2. Save dataset to dask parquet files

For faster access to these dataframes in extended offline analysis, it is convenient to store the datasets in dask parquet dataframes. This is done using

processor.storeDataframes('filename')

This saves two folders in path/to/file: name_el and name_mb. These are the two datasets processor.dd and processor.ddMicrobunches. If ‘filename’ is not specified, it uses either ‘run{runNumber}’ or ‘mb{firstMacrobunch}to{lastMacrobunch}’, for example, run18843, or mb90000000to900000500.

Datasets in parquet format can be loaded back into the processor using the readDataframes method.

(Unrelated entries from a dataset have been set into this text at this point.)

PR #8953, opened 2025-07-14
glTF comparison tests

mhoff12358:
Adds `gltf_comparison` as a cmake build target, designed to run a single parameterized test to be run for each glTF model in the test case directory.

A modified copy of the EXPECT_IMAGE image diffing macro is pulled in from the filament backend tests to do side-by-side image comparisons of the rendered output.

Currently something is wrong with the glTF loading/rendering and only a solid color is drawn with what seems to be artifacts from other graphics memory showing up randomly. The solid color is from the glTF file itself, so I believe the issue is with the uber archive of materials.

There is some awkward multithreading code required, as the filament app runs on the main thread for macOS reasons, and the gtest code needs to wait on it from another thread.


poweifeng:
closing this for now.  We can revisit if there's a need later.

PR #8955, opened 2025-07-14
separate all postfx materials into their own material resource and cpp file

pixelflinger:


z3moon (approved):

show50726:
So the plan is we will be able to exclude a specific post process through the cmake files, and at runtime if we find the resource bins of a specific post process effect doesn't exist we just skip the registration of it?

show50726 (approved):

poweifeng (approved):

pixelflinger:
> So the plan is we will be able to exclude a specific post process through the cmake files, and at runtime if we find the resource bins of a specific post process effect doesn't exist we just skip the registration of it?

The plan is not fully formalized in my head yet. Currently what i'm imagining is that postfx materials will be in their own .a and for the normal build we'll just include them all; but  other build systems could chose to not include them.

PR #8957, opened 2025-07-15
gl: Move program cache retrieval to the thread pool

z3moon:
This commit refactors the ShaderCompilerService to move the logic for retrieving compiled programs from the cache off the main thread and into the compiler thread pool.

Previously, the cache lookup was performed on the main thread before a compilation job was created. If the cache was slow or contained a large number of entries, this could cause a noticeable stall, impacting application responsiveness.

By moving the cache retrieval into the compilation task, the lookup now happens on the background thread. This alleviates the main thread stall.

BUGS=[430628799]


filament/backend/src/opengl/ShaderCompilerService.cpp
```diff
@@ -262,22 +262,20 @@ ShaderCompilerService::program_token_t ShaderCompilerService::createProgram(
...
     switch (mMode) {
         case Mode::THREAD_POOL: {
             mCompilerThreadPool.queue(priorityQueue, token,
                     [this, &gl, program = std::move(program), token]() mutable {
-                        compileShaders(gl, std::move(program.getShadersSource()),
-                                program.getSpecializationConstants(), program.isMultiview(), token);
-                        linkProgram(gl, token);
+                        // Try retrieving the program from the cache first. If no program found,
+                        // a normal compilation/linking process is performed.
+                        if (!tryRetrievingProgram(mBlobCache, mDriver.mPlatform, program, token)) {
```
poweifeng, line 273: if we successfully retrieved it from the cache, do we still want to try caching it below? You can then avoid having the `retrievedFromBlobCache` boolean.

z3moon: yeah, the `retrievedFromBlobCache` check is now done inside the `tryCachingProgram` function.

poweifeng: yes, I mean you don't even need `retrievedFromBlobCache` if you just keep it local to 271-277

z3moon: I see what you mean. But the intent is to call `tryCachingProgram` after we send a signal as described in the comments below. For additional context, `tryCachingProgram` is also called later in the `initialize` method for other modes (SYNC & ASYNC).

poweifeng: yeah, I guess there's also the non THREAD_POOL case to consider.

pixelflinger (approved):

processor = DldFlashProcessor()
processor.readDataframes('filename')

An optional parameter for both storeDataframes and readDataframes is path=’’. If it is unspecified, (left as default None) the values from`DATA_PARQUET_DIR` or DATA_H5_DIR in SETTINGS.ini is used.

Alternatively, it is possible to store these datasets similarly in hdf5 format, using the same function,

processor.storeDataframes('filename', format='hdf5')

However, this is NOT advised, since the parquet format outperforms the hdf5 in reading and data manipulation. This functionality is mainly kept for retro-compatibility with older datasets.